**Task directions**
Repeat word for word the opening stretch of the entries, from the first line through the line containing "maelk, line 46: This".

**Task material**
————————

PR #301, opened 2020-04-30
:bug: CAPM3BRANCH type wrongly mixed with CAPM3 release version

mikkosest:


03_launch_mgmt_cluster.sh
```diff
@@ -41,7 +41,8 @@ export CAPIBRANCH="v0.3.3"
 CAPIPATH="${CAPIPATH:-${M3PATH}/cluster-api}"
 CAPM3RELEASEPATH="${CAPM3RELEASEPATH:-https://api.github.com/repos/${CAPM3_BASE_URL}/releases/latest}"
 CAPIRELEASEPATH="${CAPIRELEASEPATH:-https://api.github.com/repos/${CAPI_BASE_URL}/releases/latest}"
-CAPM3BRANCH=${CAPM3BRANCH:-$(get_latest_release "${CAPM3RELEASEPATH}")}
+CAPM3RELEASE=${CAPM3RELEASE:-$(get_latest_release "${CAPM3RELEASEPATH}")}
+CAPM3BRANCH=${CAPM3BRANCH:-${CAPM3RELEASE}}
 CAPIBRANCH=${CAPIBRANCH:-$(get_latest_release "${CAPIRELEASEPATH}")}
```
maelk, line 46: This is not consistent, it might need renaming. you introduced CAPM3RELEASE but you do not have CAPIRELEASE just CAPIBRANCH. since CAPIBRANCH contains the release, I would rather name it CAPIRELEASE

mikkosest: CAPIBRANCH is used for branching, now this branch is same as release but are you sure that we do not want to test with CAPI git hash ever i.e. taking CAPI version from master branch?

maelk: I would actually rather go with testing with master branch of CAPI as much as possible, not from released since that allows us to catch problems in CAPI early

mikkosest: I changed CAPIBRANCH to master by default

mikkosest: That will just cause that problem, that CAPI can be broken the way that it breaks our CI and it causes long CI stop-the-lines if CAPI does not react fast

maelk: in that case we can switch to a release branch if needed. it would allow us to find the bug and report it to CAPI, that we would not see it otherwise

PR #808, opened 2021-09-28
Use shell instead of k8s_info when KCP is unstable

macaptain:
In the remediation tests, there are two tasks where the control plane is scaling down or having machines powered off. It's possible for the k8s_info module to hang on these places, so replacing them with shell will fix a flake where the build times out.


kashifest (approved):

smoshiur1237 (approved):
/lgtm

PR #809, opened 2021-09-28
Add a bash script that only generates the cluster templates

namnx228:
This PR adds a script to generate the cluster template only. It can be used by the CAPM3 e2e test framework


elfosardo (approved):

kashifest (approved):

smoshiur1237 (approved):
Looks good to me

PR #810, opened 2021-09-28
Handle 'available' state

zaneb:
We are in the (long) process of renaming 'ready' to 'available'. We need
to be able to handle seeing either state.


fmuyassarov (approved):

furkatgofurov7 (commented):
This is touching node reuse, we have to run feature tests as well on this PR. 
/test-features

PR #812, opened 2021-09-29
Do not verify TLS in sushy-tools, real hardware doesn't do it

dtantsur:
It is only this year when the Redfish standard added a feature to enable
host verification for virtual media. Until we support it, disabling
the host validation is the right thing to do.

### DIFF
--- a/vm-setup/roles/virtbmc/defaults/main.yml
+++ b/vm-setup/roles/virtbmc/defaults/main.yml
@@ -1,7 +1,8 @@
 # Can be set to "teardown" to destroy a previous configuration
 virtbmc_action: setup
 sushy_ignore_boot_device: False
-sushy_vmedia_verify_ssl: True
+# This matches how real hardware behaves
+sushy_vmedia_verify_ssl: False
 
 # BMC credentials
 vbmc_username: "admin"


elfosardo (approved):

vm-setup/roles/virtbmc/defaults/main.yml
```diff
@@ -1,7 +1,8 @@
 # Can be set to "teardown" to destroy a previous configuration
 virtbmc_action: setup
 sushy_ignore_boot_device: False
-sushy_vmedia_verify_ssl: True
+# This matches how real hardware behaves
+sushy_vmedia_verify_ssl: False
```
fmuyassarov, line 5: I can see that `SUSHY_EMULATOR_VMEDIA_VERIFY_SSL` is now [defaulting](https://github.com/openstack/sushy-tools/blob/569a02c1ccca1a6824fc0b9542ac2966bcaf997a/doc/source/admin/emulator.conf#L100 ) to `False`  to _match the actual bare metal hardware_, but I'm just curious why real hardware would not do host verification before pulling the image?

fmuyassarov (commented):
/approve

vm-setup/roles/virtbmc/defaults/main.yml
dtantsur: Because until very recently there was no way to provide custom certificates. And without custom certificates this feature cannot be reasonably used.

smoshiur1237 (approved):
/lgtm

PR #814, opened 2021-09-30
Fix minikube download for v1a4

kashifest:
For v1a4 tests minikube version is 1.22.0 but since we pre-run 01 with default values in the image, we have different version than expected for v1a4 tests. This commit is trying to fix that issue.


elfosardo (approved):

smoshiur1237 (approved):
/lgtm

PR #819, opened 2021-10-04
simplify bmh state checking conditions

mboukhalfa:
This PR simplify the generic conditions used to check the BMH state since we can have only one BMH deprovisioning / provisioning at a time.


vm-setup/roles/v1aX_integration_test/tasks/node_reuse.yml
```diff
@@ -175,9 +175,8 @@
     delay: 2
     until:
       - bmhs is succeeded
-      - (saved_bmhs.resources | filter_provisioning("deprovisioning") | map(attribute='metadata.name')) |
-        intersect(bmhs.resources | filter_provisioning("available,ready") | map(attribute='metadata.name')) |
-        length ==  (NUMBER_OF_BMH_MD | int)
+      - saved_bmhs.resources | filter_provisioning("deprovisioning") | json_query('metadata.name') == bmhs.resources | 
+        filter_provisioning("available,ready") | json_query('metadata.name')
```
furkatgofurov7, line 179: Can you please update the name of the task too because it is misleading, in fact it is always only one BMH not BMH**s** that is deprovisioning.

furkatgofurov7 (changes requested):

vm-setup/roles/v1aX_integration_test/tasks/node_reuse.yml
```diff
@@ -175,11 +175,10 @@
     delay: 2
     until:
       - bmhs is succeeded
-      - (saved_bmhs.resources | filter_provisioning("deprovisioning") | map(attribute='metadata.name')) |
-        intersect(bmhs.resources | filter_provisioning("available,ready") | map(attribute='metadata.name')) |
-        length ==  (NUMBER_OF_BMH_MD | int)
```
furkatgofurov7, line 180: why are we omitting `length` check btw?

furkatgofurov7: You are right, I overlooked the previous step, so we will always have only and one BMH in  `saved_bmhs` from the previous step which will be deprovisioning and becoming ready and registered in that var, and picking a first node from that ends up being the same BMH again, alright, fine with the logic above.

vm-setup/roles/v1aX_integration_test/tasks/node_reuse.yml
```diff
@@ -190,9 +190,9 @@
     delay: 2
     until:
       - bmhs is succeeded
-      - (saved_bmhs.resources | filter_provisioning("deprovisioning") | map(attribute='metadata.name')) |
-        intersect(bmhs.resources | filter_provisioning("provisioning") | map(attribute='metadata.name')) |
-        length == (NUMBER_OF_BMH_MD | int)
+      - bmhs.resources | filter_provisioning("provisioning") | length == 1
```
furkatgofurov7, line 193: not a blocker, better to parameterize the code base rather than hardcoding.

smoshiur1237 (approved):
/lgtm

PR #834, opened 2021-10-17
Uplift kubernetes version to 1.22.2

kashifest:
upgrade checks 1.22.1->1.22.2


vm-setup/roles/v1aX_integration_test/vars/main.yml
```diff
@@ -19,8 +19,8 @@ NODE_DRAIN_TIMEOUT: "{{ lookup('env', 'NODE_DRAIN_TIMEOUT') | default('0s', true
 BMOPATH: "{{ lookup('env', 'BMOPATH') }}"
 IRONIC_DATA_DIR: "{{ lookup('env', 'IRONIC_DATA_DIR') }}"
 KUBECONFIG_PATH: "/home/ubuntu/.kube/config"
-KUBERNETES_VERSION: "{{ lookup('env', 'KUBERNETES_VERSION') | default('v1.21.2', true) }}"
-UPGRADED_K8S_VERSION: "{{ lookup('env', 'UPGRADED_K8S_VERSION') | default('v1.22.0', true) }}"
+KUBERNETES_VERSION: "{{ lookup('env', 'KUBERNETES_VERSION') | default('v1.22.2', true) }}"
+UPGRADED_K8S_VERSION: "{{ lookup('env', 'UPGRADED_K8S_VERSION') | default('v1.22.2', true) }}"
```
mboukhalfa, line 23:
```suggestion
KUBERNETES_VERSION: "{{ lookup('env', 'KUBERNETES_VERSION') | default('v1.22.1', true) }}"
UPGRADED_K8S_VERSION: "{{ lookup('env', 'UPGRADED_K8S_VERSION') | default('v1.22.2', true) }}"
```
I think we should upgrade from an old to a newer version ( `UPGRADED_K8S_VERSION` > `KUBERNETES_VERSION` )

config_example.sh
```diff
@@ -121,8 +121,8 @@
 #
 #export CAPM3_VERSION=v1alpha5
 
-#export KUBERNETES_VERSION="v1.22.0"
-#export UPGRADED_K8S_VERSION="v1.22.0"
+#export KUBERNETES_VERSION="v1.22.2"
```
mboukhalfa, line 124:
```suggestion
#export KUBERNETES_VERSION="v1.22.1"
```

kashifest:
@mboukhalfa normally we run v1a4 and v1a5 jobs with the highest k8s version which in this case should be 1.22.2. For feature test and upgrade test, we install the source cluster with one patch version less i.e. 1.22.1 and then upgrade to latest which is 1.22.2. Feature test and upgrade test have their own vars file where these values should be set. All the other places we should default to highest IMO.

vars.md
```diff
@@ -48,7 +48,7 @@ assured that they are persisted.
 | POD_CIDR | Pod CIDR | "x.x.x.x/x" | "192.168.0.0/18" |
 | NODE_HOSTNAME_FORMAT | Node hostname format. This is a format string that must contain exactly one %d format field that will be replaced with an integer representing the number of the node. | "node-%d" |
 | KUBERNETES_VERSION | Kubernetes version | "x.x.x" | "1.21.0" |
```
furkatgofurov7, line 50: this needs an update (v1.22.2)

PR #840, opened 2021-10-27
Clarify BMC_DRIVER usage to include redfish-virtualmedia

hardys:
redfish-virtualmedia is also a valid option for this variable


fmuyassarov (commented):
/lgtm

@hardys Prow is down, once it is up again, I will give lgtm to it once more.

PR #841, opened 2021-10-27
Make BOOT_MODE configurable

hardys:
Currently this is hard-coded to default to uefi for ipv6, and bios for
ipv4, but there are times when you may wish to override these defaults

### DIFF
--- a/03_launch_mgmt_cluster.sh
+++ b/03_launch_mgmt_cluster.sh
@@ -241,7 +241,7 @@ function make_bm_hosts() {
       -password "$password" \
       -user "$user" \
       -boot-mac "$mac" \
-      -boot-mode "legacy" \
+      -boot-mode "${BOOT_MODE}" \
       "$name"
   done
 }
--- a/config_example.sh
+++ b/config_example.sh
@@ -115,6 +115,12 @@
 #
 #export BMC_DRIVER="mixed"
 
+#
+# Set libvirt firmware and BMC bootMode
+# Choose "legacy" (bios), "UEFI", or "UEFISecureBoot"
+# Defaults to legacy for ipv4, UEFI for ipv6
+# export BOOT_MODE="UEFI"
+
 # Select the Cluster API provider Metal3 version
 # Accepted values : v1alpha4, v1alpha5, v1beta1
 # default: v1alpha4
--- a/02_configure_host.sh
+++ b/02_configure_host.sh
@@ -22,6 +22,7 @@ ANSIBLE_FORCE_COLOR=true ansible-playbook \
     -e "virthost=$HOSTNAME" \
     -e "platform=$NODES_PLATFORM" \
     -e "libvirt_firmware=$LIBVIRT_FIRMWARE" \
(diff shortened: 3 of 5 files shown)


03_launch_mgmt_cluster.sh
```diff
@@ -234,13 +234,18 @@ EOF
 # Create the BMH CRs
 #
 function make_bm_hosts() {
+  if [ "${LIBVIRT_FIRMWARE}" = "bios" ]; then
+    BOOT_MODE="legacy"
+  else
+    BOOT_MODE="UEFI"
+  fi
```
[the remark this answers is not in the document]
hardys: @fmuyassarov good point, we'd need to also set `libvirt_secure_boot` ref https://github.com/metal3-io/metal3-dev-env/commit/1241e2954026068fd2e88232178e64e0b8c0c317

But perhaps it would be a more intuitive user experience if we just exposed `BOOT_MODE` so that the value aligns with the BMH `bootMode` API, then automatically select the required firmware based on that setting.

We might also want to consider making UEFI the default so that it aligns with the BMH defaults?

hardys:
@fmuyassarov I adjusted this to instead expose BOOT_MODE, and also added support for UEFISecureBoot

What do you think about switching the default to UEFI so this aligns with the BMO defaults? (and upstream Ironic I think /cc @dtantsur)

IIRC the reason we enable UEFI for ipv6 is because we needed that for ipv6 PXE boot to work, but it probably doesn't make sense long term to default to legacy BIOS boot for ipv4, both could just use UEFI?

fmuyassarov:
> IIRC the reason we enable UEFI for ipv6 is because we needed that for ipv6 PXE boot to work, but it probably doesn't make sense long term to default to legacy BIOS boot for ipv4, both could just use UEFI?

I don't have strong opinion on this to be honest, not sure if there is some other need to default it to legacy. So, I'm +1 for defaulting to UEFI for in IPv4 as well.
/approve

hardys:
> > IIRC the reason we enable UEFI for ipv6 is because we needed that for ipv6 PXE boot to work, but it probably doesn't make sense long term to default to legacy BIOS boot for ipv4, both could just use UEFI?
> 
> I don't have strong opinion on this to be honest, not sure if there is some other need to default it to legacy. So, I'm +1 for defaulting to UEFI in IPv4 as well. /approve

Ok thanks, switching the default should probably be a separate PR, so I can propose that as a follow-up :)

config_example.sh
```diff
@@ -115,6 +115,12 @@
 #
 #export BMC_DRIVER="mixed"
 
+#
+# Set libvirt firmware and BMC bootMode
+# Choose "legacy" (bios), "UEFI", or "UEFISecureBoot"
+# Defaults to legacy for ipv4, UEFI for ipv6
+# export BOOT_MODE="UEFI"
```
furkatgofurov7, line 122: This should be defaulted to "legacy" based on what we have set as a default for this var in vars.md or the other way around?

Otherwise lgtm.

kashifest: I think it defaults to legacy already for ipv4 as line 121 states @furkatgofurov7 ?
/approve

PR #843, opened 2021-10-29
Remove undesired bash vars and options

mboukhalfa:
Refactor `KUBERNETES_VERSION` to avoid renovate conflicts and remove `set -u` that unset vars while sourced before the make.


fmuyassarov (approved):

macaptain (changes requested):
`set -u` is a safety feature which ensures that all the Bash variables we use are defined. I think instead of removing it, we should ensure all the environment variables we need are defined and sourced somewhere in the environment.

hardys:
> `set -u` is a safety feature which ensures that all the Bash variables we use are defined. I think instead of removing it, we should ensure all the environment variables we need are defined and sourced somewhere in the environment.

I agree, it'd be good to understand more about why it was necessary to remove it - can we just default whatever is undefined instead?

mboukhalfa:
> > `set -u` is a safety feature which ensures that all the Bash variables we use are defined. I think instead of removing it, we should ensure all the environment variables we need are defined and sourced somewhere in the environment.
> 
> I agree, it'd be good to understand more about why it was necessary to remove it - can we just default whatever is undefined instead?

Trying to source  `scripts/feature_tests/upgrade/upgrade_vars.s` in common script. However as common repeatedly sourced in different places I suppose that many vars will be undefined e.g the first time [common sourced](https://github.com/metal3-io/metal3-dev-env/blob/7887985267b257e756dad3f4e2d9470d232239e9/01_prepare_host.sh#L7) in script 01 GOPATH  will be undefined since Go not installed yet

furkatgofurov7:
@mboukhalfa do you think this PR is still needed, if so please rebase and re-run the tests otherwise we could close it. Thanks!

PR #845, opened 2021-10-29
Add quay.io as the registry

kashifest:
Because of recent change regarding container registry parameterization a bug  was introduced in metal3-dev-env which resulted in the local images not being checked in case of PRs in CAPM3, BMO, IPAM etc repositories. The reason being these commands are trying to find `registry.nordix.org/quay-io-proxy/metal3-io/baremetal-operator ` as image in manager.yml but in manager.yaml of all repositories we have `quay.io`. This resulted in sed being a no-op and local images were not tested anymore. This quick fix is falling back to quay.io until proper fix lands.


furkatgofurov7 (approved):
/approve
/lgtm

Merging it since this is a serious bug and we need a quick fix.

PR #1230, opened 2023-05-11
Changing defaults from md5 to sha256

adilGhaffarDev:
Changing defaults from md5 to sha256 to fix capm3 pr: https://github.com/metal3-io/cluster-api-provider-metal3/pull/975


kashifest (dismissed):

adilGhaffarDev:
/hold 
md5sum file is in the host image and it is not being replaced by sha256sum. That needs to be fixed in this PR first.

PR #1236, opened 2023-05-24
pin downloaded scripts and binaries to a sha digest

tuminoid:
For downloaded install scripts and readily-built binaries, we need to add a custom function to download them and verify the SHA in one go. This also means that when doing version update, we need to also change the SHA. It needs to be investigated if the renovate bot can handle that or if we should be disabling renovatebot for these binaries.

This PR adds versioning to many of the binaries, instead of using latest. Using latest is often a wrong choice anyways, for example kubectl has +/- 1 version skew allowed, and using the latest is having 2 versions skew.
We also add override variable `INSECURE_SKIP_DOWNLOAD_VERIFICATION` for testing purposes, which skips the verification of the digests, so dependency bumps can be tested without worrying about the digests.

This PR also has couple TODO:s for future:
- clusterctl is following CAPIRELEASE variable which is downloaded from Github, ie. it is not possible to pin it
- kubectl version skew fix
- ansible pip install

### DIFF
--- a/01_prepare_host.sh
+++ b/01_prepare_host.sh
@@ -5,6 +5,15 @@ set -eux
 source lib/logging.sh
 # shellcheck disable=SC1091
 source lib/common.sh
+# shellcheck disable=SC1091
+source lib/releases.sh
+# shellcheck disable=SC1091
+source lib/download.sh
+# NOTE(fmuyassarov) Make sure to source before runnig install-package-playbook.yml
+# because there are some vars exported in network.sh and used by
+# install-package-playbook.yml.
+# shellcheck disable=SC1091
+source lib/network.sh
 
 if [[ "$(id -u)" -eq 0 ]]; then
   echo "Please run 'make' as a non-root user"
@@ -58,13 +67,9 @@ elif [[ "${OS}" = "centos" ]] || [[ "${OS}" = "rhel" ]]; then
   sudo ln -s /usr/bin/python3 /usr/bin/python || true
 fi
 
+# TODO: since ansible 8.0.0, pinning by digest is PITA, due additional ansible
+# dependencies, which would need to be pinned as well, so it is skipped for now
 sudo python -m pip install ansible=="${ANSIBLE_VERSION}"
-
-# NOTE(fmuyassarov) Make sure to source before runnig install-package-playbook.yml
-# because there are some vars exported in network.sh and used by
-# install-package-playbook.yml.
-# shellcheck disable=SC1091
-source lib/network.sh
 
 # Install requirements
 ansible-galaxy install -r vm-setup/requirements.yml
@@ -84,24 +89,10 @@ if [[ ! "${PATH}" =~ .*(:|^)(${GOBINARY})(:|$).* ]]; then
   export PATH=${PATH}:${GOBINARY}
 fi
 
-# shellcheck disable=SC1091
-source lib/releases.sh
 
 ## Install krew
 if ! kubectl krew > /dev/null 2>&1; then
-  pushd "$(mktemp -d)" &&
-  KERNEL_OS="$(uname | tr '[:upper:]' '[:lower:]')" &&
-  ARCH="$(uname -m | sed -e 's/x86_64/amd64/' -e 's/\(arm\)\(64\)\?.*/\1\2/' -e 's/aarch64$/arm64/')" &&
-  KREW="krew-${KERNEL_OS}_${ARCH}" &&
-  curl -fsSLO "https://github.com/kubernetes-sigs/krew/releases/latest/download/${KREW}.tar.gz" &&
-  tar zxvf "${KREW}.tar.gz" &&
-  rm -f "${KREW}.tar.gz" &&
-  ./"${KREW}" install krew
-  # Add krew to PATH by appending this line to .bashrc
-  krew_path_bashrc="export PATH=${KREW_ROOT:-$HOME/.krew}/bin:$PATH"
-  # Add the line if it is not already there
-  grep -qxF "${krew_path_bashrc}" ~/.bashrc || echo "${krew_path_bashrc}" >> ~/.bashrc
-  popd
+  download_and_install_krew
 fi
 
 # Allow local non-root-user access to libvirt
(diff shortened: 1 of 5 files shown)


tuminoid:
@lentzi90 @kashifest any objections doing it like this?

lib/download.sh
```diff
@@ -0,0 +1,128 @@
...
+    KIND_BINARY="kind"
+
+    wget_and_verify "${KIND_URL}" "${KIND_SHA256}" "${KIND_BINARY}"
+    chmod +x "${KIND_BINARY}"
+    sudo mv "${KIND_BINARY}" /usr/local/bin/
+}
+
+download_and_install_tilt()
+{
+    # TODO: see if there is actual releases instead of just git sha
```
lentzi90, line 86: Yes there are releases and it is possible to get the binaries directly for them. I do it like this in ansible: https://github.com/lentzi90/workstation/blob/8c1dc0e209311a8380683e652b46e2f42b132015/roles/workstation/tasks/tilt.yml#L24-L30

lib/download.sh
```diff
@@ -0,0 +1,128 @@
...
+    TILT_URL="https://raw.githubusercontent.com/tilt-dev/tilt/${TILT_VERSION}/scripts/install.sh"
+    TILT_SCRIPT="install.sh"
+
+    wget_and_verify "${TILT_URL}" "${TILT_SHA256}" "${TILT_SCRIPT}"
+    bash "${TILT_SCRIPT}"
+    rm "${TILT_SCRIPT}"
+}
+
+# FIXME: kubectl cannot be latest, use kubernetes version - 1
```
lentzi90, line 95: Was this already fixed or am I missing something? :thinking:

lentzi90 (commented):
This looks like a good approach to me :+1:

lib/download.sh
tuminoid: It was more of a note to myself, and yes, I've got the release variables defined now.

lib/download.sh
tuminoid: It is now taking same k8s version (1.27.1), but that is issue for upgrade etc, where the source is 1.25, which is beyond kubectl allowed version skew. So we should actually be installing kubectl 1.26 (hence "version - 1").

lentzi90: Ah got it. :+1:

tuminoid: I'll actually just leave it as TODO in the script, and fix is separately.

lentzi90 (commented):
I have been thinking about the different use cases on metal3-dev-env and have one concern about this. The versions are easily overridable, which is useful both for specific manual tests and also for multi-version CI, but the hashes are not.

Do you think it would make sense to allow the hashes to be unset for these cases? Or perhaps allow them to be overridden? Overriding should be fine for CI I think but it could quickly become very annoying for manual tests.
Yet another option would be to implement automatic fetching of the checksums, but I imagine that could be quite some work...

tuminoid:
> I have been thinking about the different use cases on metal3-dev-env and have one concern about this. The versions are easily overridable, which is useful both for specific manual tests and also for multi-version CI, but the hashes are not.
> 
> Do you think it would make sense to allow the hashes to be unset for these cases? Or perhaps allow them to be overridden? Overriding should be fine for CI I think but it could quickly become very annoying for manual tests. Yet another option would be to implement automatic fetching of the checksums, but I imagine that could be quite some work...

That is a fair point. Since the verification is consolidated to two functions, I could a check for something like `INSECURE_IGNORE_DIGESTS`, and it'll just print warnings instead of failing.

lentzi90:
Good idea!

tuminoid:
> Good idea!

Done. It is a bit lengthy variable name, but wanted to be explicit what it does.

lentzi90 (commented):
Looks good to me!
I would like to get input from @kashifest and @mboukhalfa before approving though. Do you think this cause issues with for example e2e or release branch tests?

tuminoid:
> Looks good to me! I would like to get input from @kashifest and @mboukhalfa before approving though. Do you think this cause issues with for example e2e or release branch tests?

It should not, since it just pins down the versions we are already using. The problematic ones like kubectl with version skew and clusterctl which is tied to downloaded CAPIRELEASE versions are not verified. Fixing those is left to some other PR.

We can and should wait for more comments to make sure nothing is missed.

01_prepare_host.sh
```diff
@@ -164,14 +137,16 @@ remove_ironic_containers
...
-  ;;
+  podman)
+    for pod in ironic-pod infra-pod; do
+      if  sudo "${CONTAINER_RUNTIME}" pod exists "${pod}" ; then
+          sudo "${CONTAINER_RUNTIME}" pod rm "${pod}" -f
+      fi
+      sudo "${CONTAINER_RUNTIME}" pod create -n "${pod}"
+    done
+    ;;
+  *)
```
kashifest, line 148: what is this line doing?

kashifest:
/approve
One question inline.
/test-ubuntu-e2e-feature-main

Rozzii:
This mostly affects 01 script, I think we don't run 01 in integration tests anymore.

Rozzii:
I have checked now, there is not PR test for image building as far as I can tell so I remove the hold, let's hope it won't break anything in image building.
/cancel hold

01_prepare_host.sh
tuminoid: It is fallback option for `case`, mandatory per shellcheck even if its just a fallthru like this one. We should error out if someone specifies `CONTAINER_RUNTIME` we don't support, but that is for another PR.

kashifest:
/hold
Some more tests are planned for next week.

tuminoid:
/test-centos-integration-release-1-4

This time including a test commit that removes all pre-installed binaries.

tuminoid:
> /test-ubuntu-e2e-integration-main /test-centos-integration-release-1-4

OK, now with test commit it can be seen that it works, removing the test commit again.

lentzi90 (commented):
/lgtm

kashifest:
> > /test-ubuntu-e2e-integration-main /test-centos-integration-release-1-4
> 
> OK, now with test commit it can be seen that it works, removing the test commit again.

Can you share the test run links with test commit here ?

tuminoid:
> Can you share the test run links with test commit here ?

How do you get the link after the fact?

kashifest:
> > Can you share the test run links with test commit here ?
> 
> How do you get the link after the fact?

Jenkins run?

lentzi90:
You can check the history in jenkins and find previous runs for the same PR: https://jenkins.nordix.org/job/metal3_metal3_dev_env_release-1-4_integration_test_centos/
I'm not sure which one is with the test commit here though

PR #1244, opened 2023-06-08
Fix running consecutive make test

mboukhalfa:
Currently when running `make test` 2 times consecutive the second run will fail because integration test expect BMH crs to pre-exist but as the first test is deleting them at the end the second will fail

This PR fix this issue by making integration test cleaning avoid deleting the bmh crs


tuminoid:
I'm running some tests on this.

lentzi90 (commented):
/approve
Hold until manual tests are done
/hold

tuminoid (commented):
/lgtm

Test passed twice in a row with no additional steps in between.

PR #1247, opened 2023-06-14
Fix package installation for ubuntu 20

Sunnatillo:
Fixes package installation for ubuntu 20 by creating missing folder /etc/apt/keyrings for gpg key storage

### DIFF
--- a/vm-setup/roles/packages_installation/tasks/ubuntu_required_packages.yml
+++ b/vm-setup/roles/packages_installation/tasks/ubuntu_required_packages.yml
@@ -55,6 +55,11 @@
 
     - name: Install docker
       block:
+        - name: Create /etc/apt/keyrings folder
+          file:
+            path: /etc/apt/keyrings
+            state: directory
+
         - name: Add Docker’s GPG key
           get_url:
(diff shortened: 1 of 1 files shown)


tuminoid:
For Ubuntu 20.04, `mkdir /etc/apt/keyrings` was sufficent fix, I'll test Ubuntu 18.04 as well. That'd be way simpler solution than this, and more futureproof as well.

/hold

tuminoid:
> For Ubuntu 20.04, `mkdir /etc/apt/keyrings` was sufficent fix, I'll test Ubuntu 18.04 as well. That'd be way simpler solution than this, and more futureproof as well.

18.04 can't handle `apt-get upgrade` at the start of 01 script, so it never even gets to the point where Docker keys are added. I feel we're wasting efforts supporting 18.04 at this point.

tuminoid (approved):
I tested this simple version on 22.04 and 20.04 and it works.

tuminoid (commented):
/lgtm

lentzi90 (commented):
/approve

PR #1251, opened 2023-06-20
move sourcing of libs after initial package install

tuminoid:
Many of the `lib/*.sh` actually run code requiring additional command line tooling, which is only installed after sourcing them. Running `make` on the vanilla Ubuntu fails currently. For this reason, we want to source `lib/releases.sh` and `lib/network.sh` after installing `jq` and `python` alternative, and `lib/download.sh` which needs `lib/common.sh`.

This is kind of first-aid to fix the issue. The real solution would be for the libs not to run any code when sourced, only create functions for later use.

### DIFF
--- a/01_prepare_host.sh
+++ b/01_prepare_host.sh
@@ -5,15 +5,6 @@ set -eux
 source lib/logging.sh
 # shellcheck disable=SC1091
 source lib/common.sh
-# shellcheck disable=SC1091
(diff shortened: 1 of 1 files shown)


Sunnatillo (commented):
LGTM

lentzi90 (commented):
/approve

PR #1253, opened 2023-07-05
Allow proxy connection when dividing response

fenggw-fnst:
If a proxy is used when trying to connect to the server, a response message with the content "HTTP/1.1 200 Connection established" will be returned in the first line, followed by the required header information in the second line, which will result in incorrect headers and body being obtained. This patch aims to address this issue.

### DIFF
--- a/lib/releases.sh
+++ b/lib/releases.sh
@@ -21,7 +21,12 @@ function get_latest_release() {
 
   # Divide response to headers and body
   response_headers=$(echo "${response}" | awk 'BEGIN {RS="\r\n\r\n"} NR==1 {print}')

————————

**The answer**
PR #301, opened 2020-04-30
:bug: CAPM3BRANCH type wrongly mixed with CAPM3 release version

mikkosest:


03_launch_mgmt_cluster.sh
```diff
@@ -41,7 +41,8 @@ export CAPIBRANCH="v0.3.3"
 CAPIPATH="${CAPIPATH:-${M3PATH}/cluster-api}"
 CAPM3RELEASEPATH="${CAPM3RELEASEPATH:-https://api.github.com/repos/${CAPM3_BASE_URL}/releases/latest}"
 CAPIRELEASEPATH="${CAPIRELEASEPATH:-https://api.github.com/repos/${CAPI_BASE_URL}/releases/latest}"
-CAPM3BRANCH=${CAPM3BRANCH:-$(get_latest_release "${CAPM3RELEASEPATH}")}
+CAPM3RELEASE=${CAPM3RELEASE:-$(get_latest_release "${CAPM3RELEASEPATH}")}
+CAPM3BRANCH=${CAPM3BRANCH:-${CAPM3RELEASE}}
 CAPIBRANCH=${CAPIBRANCH:-$(get_latest_release "${CAPIRELEASEPATH}")}
```
maelk, line 46: This is not consistent, it might need renaming. you introduced CAPM3RELEASE but you do not have CAPIRELEASE just CAPIBRANCH. since CAPIBRANCH contains the release, I would rather name it CAPIRELEASE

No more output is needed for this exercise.